Over N4.4tn debts not recovered bad omen for Nigerian economy: AMCON

*The Asset Management Corporation of Nigeria has said if the huge debt is recovered, the fund would be enough to capitalise over 2 million Micro Businesses with N2 million cash injection each or 200,000 Small and Medium Enterprises with N20 million per SME, which would create over 10million jobs in the country

Alexander Davis | ConsumerConnect

As regards the need to shore up the government’s revenue to finance more capital projects in the country, the Asset Management Corporation of Nigeria (AMCON) has urged all agencies of the Federal Government and relevant stakeholders to join its debt recovery drive as the company strives to retrieve outstanding N4.4trillion debts.

The Corporation in a statement issued Sunday, January 10, stressed that failure to recover the debt would further worsen the downturn in the country’s economy.

AMCON said the N4.4trillion is bigger than the entire 2021 capital expenditure budget of the Federal Government, which stands at N3.85trillion.

The statement discloses “the Asset Management Corporation of Nigeria (AMCON) has raised a New Year alarm, calling on all agencies of the Federal Government and all stakeholders to join its debt recovery drive to guide against the huge opportunity cost of not recovering its huge total current exposure.”

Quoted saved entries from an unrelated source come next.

PR #1439, opened 2017-08-22
[ll] small Vulkan update

kvark:


src/backend/vulkan/src/command.rs
```diff
@@ -206,7 +206,7 @@ impl command::RawCommandBuffer<Backend> for CommandBuffer {
                         region.src_subresource,
                         region.num_layers,
                     ),
-                    src_offset: offset,
+                    src_offset: offset.clone(),
```
msiglreith: Ugh, `vkOffset3d` not implementing `Copy`.
We should address this in `ash` in the future.

src/backend/vulkan/src/lib.rs
```diff
@@ -348,6 +348,11 @@ impl core::Adapter<Backend> for Adapter {
 
 #[doc(hidden)]
 pub struct RawDevice(pub ash::Device<V1_0>);
+impl fmt::Debug for RawDevice {
```
msiglreith: Does the compiler require it?

src/backend/vulkan/src/command.rs
kvark: I don't mind `Clone` either. `Copy` would work better if we need arrays of that stuff

src/backend/vulkan/src/lib.rs
kvark: It does since I included `Arc<RawDevice>` in `DescriptorPool`

PR #1437, opened 2017-08-22
[WIP] Settle on `Swapchain` naming convention.

Binero:

PR #1441, opened 2017-08-23
Fix appveyor for dx12 builds

msiglreith:
Exclude all the necessary crates for building with appveyor.
`gfx_window_dxgi` is also excluded as it depends on dx12, which we need to feature-gate in the a followup PR but this would block #1437


kvark:
thank you!
bors r+

PR #1442, opened 2017-08-23
[ll] new core example

kvark:
The example doesn't run yet, since the command buffers have not been ported yet from LL.

Sorry @Bastacyclop , I removed the advanced mapping tracker. We'll need to resurrect it at the `gfx_render` level, but I can't afford jumping on it right now - need the core to be finished first.


Bastacyclop:
No problem. Are you going to keep the persistent mapping interface (with temporary mapping fallback behind the scenes) for `core` ?

kvark:
@Bastacyclop not sure yet. We want to be explicit and lightweight, and tracking those persistent mappings appears to involve a bit of logic.
It's tempting to drop support for platforms that don't have persistent mapping...

Bastacyclop:
Well wouldn't that drop support for D3D11 ?

Bastacyclop:
Otherwise there could be a way to query whether the platform uses persistent or temporary mapping and only `render` would abstract over that.

PR #1443, opened 2017-08-24
[ll] Running Vulkan example

kvark:
~~Don't merge - this is for demonstration purposes only ;)~~
This is ready for merging: core is looking good, and Vulkan runs a basic example.


kvark:
@msiglreith I think it's ready for merging. The quad draws at last (Vulkan only).

I had to go through quite a lot of plumbing on the way here, which was complicated by the growing divergence between coreLL and core. Fortunately, I faced no really bad/frustrating issues: it went rather smooth thanks to the solid foundation laid out by @msiglreith and the sheer power of Rust.

Having 3 branches (pre-ll, master, ll) doesn't help much now. We need to finish the transition in `ll` branch, merge into master, and remove all the old xxxLL crates. Speaking of finishing, the roughly following things are TODO:
  1. Backends: Metal, D3D12, GL, potentially D3D11 in some limited way
  2. fill the gaps (and improve) the gfx_core API, e.g. have a nicer typed render pass encoding (potentially evolved from coreLL).
  3. `gfx_render` is hugely important and will require an effort

It draws, at last:
gfx-core-quad

src/core/src/command/graphics.rs
```diff
@@ -12,142 +12,165 @@
...
+use {Backend, InstanceCount, VertexCount, Viewport};
 use buffer::IndexBufferView;
-use queue::capability::{Capability, Graphics};
-use super::{BufferCopy, BufferImageCopy, ClearColor, CommandBufferShim, ImageCopy, RawCommandBuffer, Submit};
+use image::ImageLayout;
+use queue::capability::{Graphics, Supports};
+use super::{CommandBuffer, RawCommandBuffer, RenderPassInlineEncoder};
+
+
+/// A universal clear color supporting integet formats
```
msiglreith: small typo: `integet`

src/backend/vulkan/src/lib.rs
```diff
@@ -394,18 +419,54 @@ impl CommandQueue {
     }
 }
 
-impl core::CommandQueue<Backend> for CommandQueue {
-    unsafe fn submit_raw<'a, I>(
-        &mut self,
-        submit_infos: I,
+impl core::RawCommandQueue<Backend> for CommandQueue {
+    unsafe fn submit_raw(&mut self,
+        submission: core::RawSubmission<Backend>,
```
msiglreith: Why only single submission per submit?

src/backend/empty/Cargo.toml
```diff
@@ -0,0 +1,12 @@
...
+version = "0.1.0"
+description = "Empty backend for gfx-rs"
+publish = false
+workspace = "../../.."
+
+[lib]
+name = "empty"
+
+[dependencies]
+gfx_core = { path = "../../core", version = "0.7" }
```
msiglreith: I'm not totally sure if moving dummy out works as it's required for the docs of `core`.
Have you tested it?

src/backend/vulkan/src/lib.rs
```diff
@@ -318,20 +346,17 @@ impl core::Adapter<Backend> for Adapter {
...
         let queues = queue_infos.iter().flat_map(|info| {
             (0..info.queue_count).map(|id| {
-                let queue = unsafe {
+                let queue_raw = unsafe {
                     device.raw.0.get_device_queue(info.queue_family_index, id)
                 };
-                unimplemented!()
-                /*
-                // TODO:
+                let queue = CommandQueue {
```
msiglreith: I assume we still need to differ between queue types here?

msiglreith:
The capability based implementations look really neat!
I tried it in earlier iterations multiple times (before `Support`) but always hit at some compiler complaints, so I'm really excited to see it no, awesome!  ❤️

src/backend/vulkan/src/lib.rs
kvark: I'm on it: https://github.com/gfx-rs/gfx/pull/1449/commits/4fab52897c6d65107c745bf20532c2896142ed5e

src/backend/vulkan/src/lib.rs
kvark: Looking at it again, I think we should get it back to multiple submissions per call, just to match Vulkan if nothing else...

src/backend/empty/Cargo.toml
msiglreith: Would be nice to keep it the current way to keep `core` small and be a bit more consitent.
I'm currently trying out if this is possible.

The company explains if it recovers the loans, money can go a long way in reviving the iron and steel sectors, and in improving electricity in Nigeria.

This would involve the employment of more manpower which in turn would reduce the crime rate in the country, it stressed.

Likewise, AMCON explained that if the huge debt is recovered, the fund would be enough to capitalise over 2 million Micro Businesses with N2 million cash injection each or 200,000 Small and Medium Enterprises (SMEs) with N20 million per SME, which would create over 10million jobs in the country.

The statement added: “AMCON assured that it is determined to recover these debts because the money belongs to Nigerian taxpayers.”